“Somethin’ Happenin’ Here”

Fifty years ago, in 1968, Loyola University and Marymount College took some of the first steps toward their momentous merger that resulted in Loyola Marymount University. It may be tempting today to think the process of a culture change on campus was straightforward then. But not much about the year 1968 was simple, and not in Westchester.

Frank Velasco ’71 remembers day-to-day change. “There wasn’t as much jocularity, no more horsing around, more civility in the classroom.” But for him, adapting to change meant more than planning a date or watching his language in public. Loyola and Marymount came together within a larger context: a society struggling with the Vietnam War and civil rights. He was involved with campus Latino protests, he said, and many of the women newly on campus were part of the political protests. Loyola’s male students were encountering women in class but also in other social and political events. “That’s where the women really started to blend in, because they were against the war and against discrimination.”

Mimi Powe ’68 was a Marymount student and no fan of the merger at first.

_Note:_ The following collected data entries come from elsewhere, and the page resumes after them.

PR #3834, opened 2024-08-22
Fix a misleading comment in `tests/pass/tree_borrows/tree-borrows.rs`

sun-jacobi:
The original comment is somewhat misleading.

Since we don't add a protector for `x` here, `f` should be allowed to deallocate `x`.


RalfJung:
Good catch, looks like a copy-paste error. Thanks!

@bors r+

PR #3835, opened 2024-08-22
Avoid extra copy by using `retain_mut` and moving the deletion into the closure

JoJoDeveloping:
Fixes the FIXME introduced in #3833. Thanks to @dmitrii-ubskii for the idea :slightly_smiling_face:


RalfJung:
Very nice. :) Thanks!

@bors r+

PR #3836, opened 2024-08-23
epoll: Add a EINVAL case

tiif:
In ``epoll_ctl`` documentation, it is mentioned that: 
> EINVAL epfd is not an epoll file descriptor, or fd is the same as epfd, or the requested operation op is not supported by this interface.

So I added this EINVAL case for ``epfd == fd`` in ``epoll_ctl``


oli-obk (changes requested):
Add a test for this code path

PR #3837, opened 2024-08-23
Make Tree Borrows Provenance GC compact the tree

JoJoDeveloping:
Follow-up on #3833 and #3835. In these PRs, the TB GC was fixed to no longer cause a stack overflow. One test that motivated it was the test `fill::horizontal_line` in [`tiny-skia`](https://github.com/RazrFalcon/tiny-skia). But not causing stack overflows was not a large improvents, since it did not fix the fundamental issue: The tree was too large. The test now ran, but it required gigabytes of memory and hours of time (only for it to be OOM-killed 🤬), whereas it finishes within 24 seconds in Stacked Borrows. With this merged, it finishes in about 40 seconds under TB.

The problem in that test was that it used [`slice::chunked`](https://doc.rust-lang.org/std/primitive.slice.html#method.chunks) to iterate a slice in chunks. That iterator is written to reborrow at each call to `next`, which creates a linear tree with a bunch of intermediary nodes, which also fragments the `RangeMap` for that allocation.

The solution is to now compact the tree, so that these interior nodes are removed. Care is taken to not remove nodes that are protected, or that otherwise restrict their children.

I am currently only 99% sure that this is sound, and I do also think that this could compact even more. So @Vanille-N please also have a look at whether I got the compacting logic right.

For a more visual comparison, [here is a gist](https://gist.github.com/JoJoDeveloping/ae4a7f7c29335a4c233ef42d2f267b01) of what the tree looks like at one point during that test, with and without compacting.

This new GC requires a different iteration order during accesses (since the current one can make the error messages non-deterministic), so it is rebased on top of #3843 and requires that PR to be merged first.


src/borrow_tracker/tree_borrows/perms.rs
```diff
@@ -267,6 +267,19 @@ impl Permission {
...
+    /// But we need to be careful: If the parent is Frozen, and the child is Reserved,
+    /// we can not do such a merge. In general, such a merge is possible if the parent
+    /// is not protected, and if the child is reachable from the parent. This
+    /// corresponds to the `partial_cmp` order on permissions.
+    pub fn can_be_replaced_by_child(self, child: Self) -> bool {
+        match self.inner.partial_cmp(&child.inner) {
+            Some(Ordering::Less) | Some(Ordering::Equal) => true,
+            Some(Ordering::Greater) | None => false,
+        }
+    }
```
JoJoDeveloping, line 282: This is the magic function. I think that this is sound, i.e. if it returns `true`, then the child can indeed replace the parent.

Here is an example: The parent is `Active`, and the child is `Frozen`. On a foreign write, both go to `Disabled`. On a foreign read, both go to `Frozen`. On a child read, both remain, and the `Frozen` tag blocks child writes. So the `Active` has no effect.

JoJoDeveloping, line 282: I also don't think this function is complete. For once, if the parent is `ReservedIM`, and the child is `Reserved`, we can still replace the parent by the child, whereas `partial_cmp` says that they are incomparable.

src/borrow_tracker/tree_borrows/tree.rs
```diff
@@ -714,6 +714,60 @@ impl Tree {
...
+            || global.borrow().protected_tags.contains_key(&node.tag)
+        {
+            return None;
+        }
+        let child_idx = node.children[0];
+        let child = self.nodes.get(child_idx).unwrap();
+        if global.borrow().protected_tags.contains_key(&child.tag) {
+            // todo think really hard whether we can't just handle this as we would regularly
+            return None;
+        }
```
JoJoDeveloping, line 736: I am not sure if this check is necessary. I reckon that it is not, i.e. we can merge protected tags up. Part of the intuition is:
* If the child is initialized at an offset, so was the parent at that offset.
* Almost all the protector does is make more transitions UB. Since we do not remove the protector, these same transitions remain UB
* The one exception is that `Reserved` becomes conflicted on foreign accesses -- but this should not cause any issues, since the foreign read still happens similarly on the child.

src/borrow_tracker/tree_borrows/perms.rs
JoJoDeveloping: Note that the handling of `Reserved {conflicted: true}` is *very* subtle:
* Usually, it's not OK to replace a conflicted `Reserved` by an `Active`. But a `Reserved` never has `Active` children anyways (as all `Active` have `Active` parents), and further, since we know the parent is not protected, we know that the conflictedness does not matter anyway
* This exposes another way the method is incomplete: a conflicted `Reserved` parent can be replaced by a non-conflicted `Reserved` child, since the parent's conflictedness no longer matters, as the parent is not protected. But this is not how `partial_cmp` works.

(Note that I am highlighting all these cases to show that the reasoning here is rather subtle in many cases)

JoJoDeveloping:
We should probably have a definition of `replaceable(parent, child)` and then exhaustively test that:

Let `p_parent` and `p_child` be two permissions such that `replaceable(p_parent, p_child), and where `p_parent` is not protected. Then all accesses to them either
* move them further along such that afterwards `replaceable(p_parent', p_child')
* cause UB. In that case, the UB must also be caused if only `p_child` is accessed in that manner.

@Vanille-N can you add such a test. Note that `replaceable` is [this method](https://github.com/JoJoDeveloping/miri/blob/14e81cf2e11b204b3c23ceeecf8724342fb23f2a/src/borrow_tracker/tree_borrows/perms.rs#L277).

JoJoDeveloping:
The test failures are caused by the GC changes, in combination with setting `-Zmiri-gc-interval=1` to "stress-test" the GC. Since the compacting operation takes some time, this causes timing-assertive tests to fail. Additionally, it causes UI tests to fail since some intermediary nodes disappear, and it no longer prints information about those.

In general, how this new GC feature interacts with diagnostics is not yet decided.

JoJoDeveloping:
The tests are failing for several reasons, all related to the fact that it's a "GC-stress" mode test where the GC runs _every_ tick.

First, `linux-futex.rs` fails because (presumably) the GC now does a bunch more work, so things get delayed, and the time taken for an operation is outside of the acceptible range.

The other tests because the GC messes with the tree structure, combined with a suboptimal tree visiting order when checking accesses. To check an access, one currently starts at the root, and first checks that all nodes from there downwards support a child access. If the violating node is a parent, the error message will point this out (and print information about both tags). But quite often, this parent is simply the immediate parent of the node that was accessed, and not used otherwise, to the GC has merged it with the child. This then means that there is no violating parent, and thus the error message changes.

My solution would be to change the iteration order to go upwards but not downwards, which would be resilient to GC tree compactings. The comments currently in code seem to imply that the current iteration order has a deeper meaning, but sadly without going any deeper. @Vanille-N do you know more?

src/borrow_tracker/tree_borrows/perms.rs
Vanille-N: `partial_cmp` on permissions denotes reachability, and is not by definition tied to the amount of UB that the permission can produce. I like the idea of `can_be_replaced_by_child` but I think the above implementation suggests that the replaceability derives from `partial_cmp` when it's actually very dependent on invariants of the tree. I think it should be decoupled from `partial_cmp` and hand-written to explicitly show all compactable cases with their justification.

Vanille-N: For example the fact that you can compact an `Active` parent with a `Frozen` child is entirely dependent on whether the `Active` is protected, so there are at minimum many unwritten assumptions in `can_be_replaced_by_child` about the fact that protected tags can't be GC'd and the valid parent-child combinations.

Vanille-N:
> My solution would be to change the iteration order to go upwards but not downwards, which would be resilient to GC tree compactings. The comments currently in code seem to imply that the current iteration order has a deeper meaning, but sadly without going any deeper. @Vanille-N do you know more?

Sure. The current iteration order is of course a heuristic (TB doesn't specifically require an order to these) in an attempt to quickly identify the "root cause" of the issue, with a priority for more straightforward errors.

Insufficient permissions are more straightforward than protector violations, so we check parents before children.
The hidden assumption here is that parents can only trigger UB of the kind "insufficient permissions", and children can only trigger UB of the kind "protector violation".

As for the iteration order (top-down), the reasoning is that if we have `x` parent of `y` parent of `z` all `Disabled` and we do a child access through `z`, we are going to get the same kind of UB whichever we choose to report, but if we report `z` and the user fixes just `z` then we still get UB on `y` on the next run. At the time of writing this code I guessed that `z` was more likely to be the root cause of the bug and get the user to fix the UB in fewer steps. I don't have concrete evidence this is mostly guesswork.

I recognize that the combination of this iteration order and this tree compacting strategy can lead to nondeterministic error messages. Fixing that should take absolute priority over whatever diagnostics heuristics is implemented, and any iteration order will probably still give good enough messages.

Vanille-N:
Finally, from what I understand (I haven't looked at the detail of your compaction logic yet), you seem to be keeping the child and deleting the parent. This is not the only compacting logic possible.

The one I had in mind originally was to do the opposite : look at the parent to determine if we can delete the child. This removes the constraint of "if the parent is a singleton" because it preserves the ancestry relation even in branching trees.
For example it seems to me that your approach is not capable of compacting
```
0: Frozen
   |-- 1: Frozen (GC)
   |      '--  2: Frozen
   '-- 3: Frozen (GC)
          '-- 4: Frozen
```
into
```
0: Frozen
   |-- 2: Frozen
   '-- 4: Frozen
```

I don't doubt that it can merge some configurations that a top-down approach cannot, but the point is that the iteration order that I chose is compatible with the compacting logic that I initially had in mind.

Vanille-N:
Also since wide trees cannot get very deep, it's probably fine to have a compacting logic that can't handle branching if we observe that issues come mostly from concrete examples where the tree is deep.

JoJoDeveloping:
> The one I had in mind originally was to do the opposite : look at the parent to determine if we can delete the child. This removes the constraint of "if the parent is a singleton" because it preserves the ancestry relation even in branching trees.

Compared with that approach, doing it like I do here has several advantages:
* It is in-place: Since we only ever move a child up, we don't need to extend the array of children
* It is faster: Since we only check single-child nodes, there will never be a case where we check a long array only to realize we can't compact at the last node.
* It preserves the branching structure: In other words, not flattening nodes with multiple children can be seen as a feature.

Also note that the number of additional nodes that your approach would remove, but mine would not, is bounded: My approach produces trees at most twice as large as yours. The reason is that in a binary tree, the number of interior nodes is at most the number of leaves. So the efficiency gains offered by an even more collapsing GC are constant.

src/borrow_tracker/tree_borrows/perms.rs
JoJoDeveloping: Yes, we do not remove protected parents. Such parents should never be GC'd anyways since they still have a protector end write coming.

But I do think there's a deeper connection between reachability and replaceability: Permissions that come "later" always have "less" permissions than those that come earlier. It should always be sound to replace a node by one that's further ahead in the state machine (protectors notwithstanding). But I agree that it should probably be decoupled in code.

JoJoDeveloping:
> Also since wide trees cannot get very deep, it's probably fine to have a compacting logic that can't handle branching if we observe that issues come mostly from concrete examples where the tree is deep.

Note that further optimizations are possible elsewhere to handle wide trees. For instance, those implemented [in this commit](https://github.com/JoJoDeveloping/miri/commit/52e298cf096a91edfc80bdd9c02f7420b881f43d), which makes reads and writes skip more subtrees. But I did not see them cause a huge speedup, and they also affect diagnostics in rare cases, so I did not PR them yet.

RalfJung:
> We should probably have a definition of `replaceable(parent, child)` and then exhaustively test that:
> 
> Let `p_parent` and `p_child` be two permissions such that `replaceable(p_parent, p_child)`, and where `p_parent` is not protected. Then all accesses to them either
> 
>     * move them further along such that afterwards `replaceable(p_parent', p_child')` (they remain in simulation)
> 
>     * cause UB. In that case, the UB must also be caused if only `p_child` is accessed in that manner.
> 
> 
> @Vanille-N can you add such a test? Note that `replaceable` is [this method](https://github.com/JoJoDeveloping/miri/blob/14e81cf2e11b204b3c23ceeecf8724342fb23f2a/src/borrow_tracker/tree_borrows/perms.rs#L277).

Is this the right check? "Remain in simulation" is very weak. For instance, juts making `replaceable` always return `true` seems to satisfy this check, but is obviously not a valid implementation for `replaceable`.

JoJoDeveloping:
> Is this the right check? "Remain in simulation" is very weak. For instance, juts making `replaceable` always return `true` seems to satisfy this check, but is obviously not a valid implementation for `replaceable`.

Such an implementation would fail the second condition (e.g. if the parent is `Frozen` and the child is `Active`, child writes will be UB only at the parent). And I think that the relation we are looking for here is precisely "the largest simulation where UB at the child implies UB at the parent."

RalfJung:
> Such an implementation would fail the second condition (e.g. if the parent is Frozen and to be replaced by a child being Active, child writes will be UB only at the parent). 

Your comment says they have to satisfy one of the conditions, and the first one is trivially satisfied. So it's okay to violate the second condition, the entire soundness criterion you are suggesting is still satisfied as far as I can tell.

JoJoDeveloping:
> Your comment says they have to satisfy one of the conditions, and the first one is trivially satisfied. So it's okay to violate the second condition, the entire soundness criterion you are suggesting is still satisfied as far as I can tell.

I mean you either move along or cause UB, you can't have both at the same time, so that's why it's "either."

RalfJung:
Ah, "move along" implies "without UB". :)

JoJoDeveloping:
I squashed all the comments here. The reason is that I made some changes to the garbage collector in the first commit here, that I undid in one of the later commits, but when rebasing to the master branch where the GC also changed, git got confused, and I could not be bothered to correctly replay my changes if I know that a later commit would undo them.

bench-cargo-miri/slice-chunked/src/main.rs
```diff
@@ -0,0 +1,26 @@
+//! This is a small example using slice::chunks, which creates a very large Tree Borrows tree.
+//! Thanks to ##3837, the GC now compacts the tree, so this test can be run in a reasonable time again.
+//! The actual code is adapted from tiny_skia, see https://github.com/RazrFalcon/tiny-skia/blob/master/src/pixmap.rs#L121
+//! To make this benchmark demonstrate the effectiveness, run with MIRIFLAGS="-Zmiri-tree-borrows -Zmiri-provenance-gc=100"
```
RalfJung, line 4: How long does this benchmark take to run with default flags (i.e., Stacked Borrows)?

src/borrow_tracker/tree_borrows/perms.rs
```diff
@@ -267,6 +267,43 @@ impl Permission {
...
+            // Reserved (as parent, where conflictedness does not matter)
+            // can be replaced by all but ReservedIM,
+            // since ReservedIM alone would survive foreign writes
+            (ReservedFrz { .. }, ReservedIM) => false,
+            (ReservedFrz { .. }, _) => true,
+            // Active can not be replaced by something surviving
+            // foreign reads and then remaining writable
+            (Active, ReservedIM) => false,
+            (Active, ReservedFrz { .. }) => false,
+            (Active, Active) => true,
```
RalfJung, line 294:
```suggestion
            // Replacing a state by itself is always okay.
            (Active, Active) => true,
```

src/borrow_tracker/tree_borrows/perms.rs
```diff
@@ -267,6 +267,43 @@ impl Permission {
...
+            // Active can be replaced by Frozen, since it is not protected
+            (Active, Frozen) => true,
+            (Active, Disabled) => true,
+            // Frozen can only be replaced by Disabled
```
RalfJung, line 298:
```suggestion
            // Frozen can only be replaced by Disabled (and itself).
```

src/borrow_tracker/tree_borrows/perms.rs
```diff
@@ -267,6 +267,43 @@ impl Permission {
...
+            // can be replaced by all but ReservedIM,
+            // since ReservedIM alone would survive foreign writes
+            (ReservedFrz { .. }, ReservedIM) => false,
+            (ReservedFrz { .. }, _) => true,
+            // Active can not be replaced by something surviving
+            // foreign reads and then remaining writable
+            (Active, ReservedIM) => false,
+            (Active, ReservedFrz { .. }) => false,
+            (Active, Active) => true,
+            // Active can be replaced by Frozen, since it is not protected
```
RalfJung, line 295:
```suggestion
            // Active can be replaced by Frozen, since it is not protected.
```

src/borrow_tracker/tree_borrows/perms.rs
```diff
@@ -267,6 +267,43 @@ impl Permission {
...
+            (Active, Frozen) => true,
+            (Active, Disabled) => true,
+            // Frozen can only be replaced by Disabled
+            (Frozen, Frozen) => true,
+            (Frozen, Disabled) => true,
+            (Frozen, _) => false,
+            // Disabled can not be replaced by anything else
```
RalfJung, line 302:
```suggestion
            // Disabled can not be replaced by anything else.
```

src/borrow_tracker/tree_borrows/tree.rs
```diff
@@ -128,6 +128,22 @@ impl LocationState {
         Ok(transition)
     }
 
+    /// Like `perform_access`, but ignores the diagnostics, and also is pure.
```
RalfJung, line 131:
```suggestion
    /// Like `perform_access`, but ignores the concrete error cause and also uses state-passing
    /// rather than a mutable reference.
```

bench-cargo-miri/slice-chunked/src/main.rs
JoJoDeveloping: About 450 millis on my machine. For TB, if you tune the GC properly (i.e. set it to run every 100 BBs), you can get to about 530 millis. With the normal GC setting, it takes about 3 seconds, without the GC about 50.

src/borrow_tracker/tree_borrows/tree.rs
```diff
@@ -840,6 +856,57 @@ impl Tree {
...
+    /// Checks whether a node can be replaced by its only child.
+    /// If so, returns the index of said only child.
+    /// If not, returns none.
+    fn can_be_replaced_by_single_child(
+        &self,
+        idx: UniIndex,
+        live: &FxHashSet<BorTag>,
+    ) -> Option<UniIndex> {
+        let node = self.nodes.get(idx).unwrap();
+        if node.children.len() != 1 || live.contains(&node.tag) || node.parent.is_none() {
```
RalfJung, line 868:
```suggestion
        // We never want to replace the root node, as it is also kept in `root_ptr_tags`.
        if node.children.len() != 1 || live.contains(&node.tag) || node.parent.is_none() {
```

src/borrow_tracker/tree_borrows/tree.rs
```diff
@@ -840,6 +856,57 @@ impl Tree {
...
+            return None;
+        }
+        // Since protected nodes are never GC'd (see `borrow_tracker::GlobalStateInner::visit_provenance`),
+        // we know that `node` is not protected because otherwise `live` would
+        // have contained `node.tag`.
```
RalfJung, line 873: Can you add a debug assertion checking that the node is not protected? Or do we not have access to that state?

src/borrow_tracker/tree_borrows/tree.rs
```diff
@@ -840,6 +856,57 @@ impl Tree {
...
+        let child_idx = node.children[0];
```
RalfJung, line 874:
```suggestion
        // Check that for that one child, `can_be_replaced_by_child` holds for the permission
        // on all locations.
        let child_idx = node.children[0];
```

src/borrow_tracker/tree_borrows/tree.rs
```diff
@@ -840,6 +856,57 @@ impl Tree {
...
+
+        Some(child_idx)
+    }
+
+    /// Properly removes a node.
+    /// The node to be removed should not otherwise be usable. It also
+    /// should have no children, but this is not checked, so that nodes
+    /// whose children were rotated somewhere else can be deleted without
+    /// having to first modify them to clear that array.
+    /// otherwise (i.e. the GC should have marked it as removable).
```
RalfJung, line 896: The last line doesn't sound like a sentence...?

src/borrow_tracker/tree_borrows/tree.rs
```diff
@@ -883,23 +950,20 @@ impl Tree {
...
-                        // (which are `self.nodes` and every range of `self.rperms`)
-                        // before we can safely apply `UniKeyMap::remove` to truly remove
-                        // this tag from the `tag_mapping`.
-                        let node = self.nodes.remove(*idx).unwrap();
-                        for (_perms_range, perms) in self.rperms.iter_mut_all() {
-                            perms.remove(*idx);
-                        }
-                        self.tag_mapping.remove(&node.tag);
-                        // now delete it
+                        // delete it everywhere else
```
RalfJung, line 953:
```suggestion
                        // Delete `idx` node everywhere else.
```

src/borrow_tracker/tree_borrows/tree.rs
```diff
@@ -883,23 +950,20 @@ impl Tree {
...
+                        self.remove_useless_node(*idx);
+                        // and delete it from children_of_node
                         false
                     } else {
-                        // do nothing, but retain
+                        if let Some(nextchild) = self.can_be_replaced_by_single_child(*idx, live) {
+                            // delete the in-between child
```
RalfJung, line 959:
```suggestion
                            // `nextchild` is our grandchild, and will become our direct child.
                            // Delete the in-between node, `idx`.
```

RalfJung (commented):
I still have to check the tests

src/borrow_tracker/tree_borrows/tree.rs
JoJoDeveloping: That requires passing extra state around, unfortunately.

src/borrow_tracker/tree_borrows/tree.rs
```diff
@@ -128,6 +128,22 @@ impl LocationState {
         Ok(transition)
     }
 
+    /// Like `perform_access`, but ignores the diagnostics, and also is pure.
+    /// As such, it returns `Some(x)` if the transition succeeded, or `None`
+    /// if there was an error.
+    #[allow(unused)]
```
RalfJung, line 134:
```suggestion
    #[cfg(test)]
```

src/borrow_tracker/tree_borrows/tree.rs
RalfJung: Okay, in that case please add a comment in `FrameExtra::visit_provenance` saying that visiting the protected nodes here is load-bearing for the TB GC. Also this comment here should reference `FrameExtra::visit_provenance`, not `GlobalStateInner`.

RalfJung:
Looks good, thanks. :)

@bors r+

When Sister Raymunde McKay, Marymount’s president, announced the merger to the Marymount campus in 1967, she promised the new university would be co-institutional. “We thought, ‘We like our institution just the way it is.’” Yet, Powe emphasizes, the merger clearly was a good thing in the long run.

For John Moutes ’68, a commuter and engineering major in his senior year, the arrival of the new era wasn’t overwhelmingly different. Living off-campus removed him from some aspects of co-ed college life. And so did his major: “I was in upper-division classes, and women weren’t in many of those classes, especially in engineering.” In general, Moutes felt the change wasn’t massive.

But Peggy (Berlin) Hattendorf may sum up the complexity of change the best. Coming to Loyola changed her life: “I met my husband, Mark, there on the first day of registration, so it was a wonderful experience!” Hattendorf transferred to Loyola in 1969. “As soon as I came on campus, I felt I came home,” she recalls. The only trepidation she ever felt, she says, was worrying about parking while driving to campus for an 8 o’clock class. Her enthusiasm for LMU is probably as strong now as it was then.

Hattendorf graduated in 1972, and she’s proud of her degree, her Marymount degree. “I’m proud of it. I often tell people, ‘I have a good degree that says Marymount.’” To her, and perhaps others, the Loyola-Marymount merger was a complex thing, and one that doesn’t trouble her at all.

“I never felt that there was anything but two very prestigious universities looking at how to better themselves as a Catholic institution.”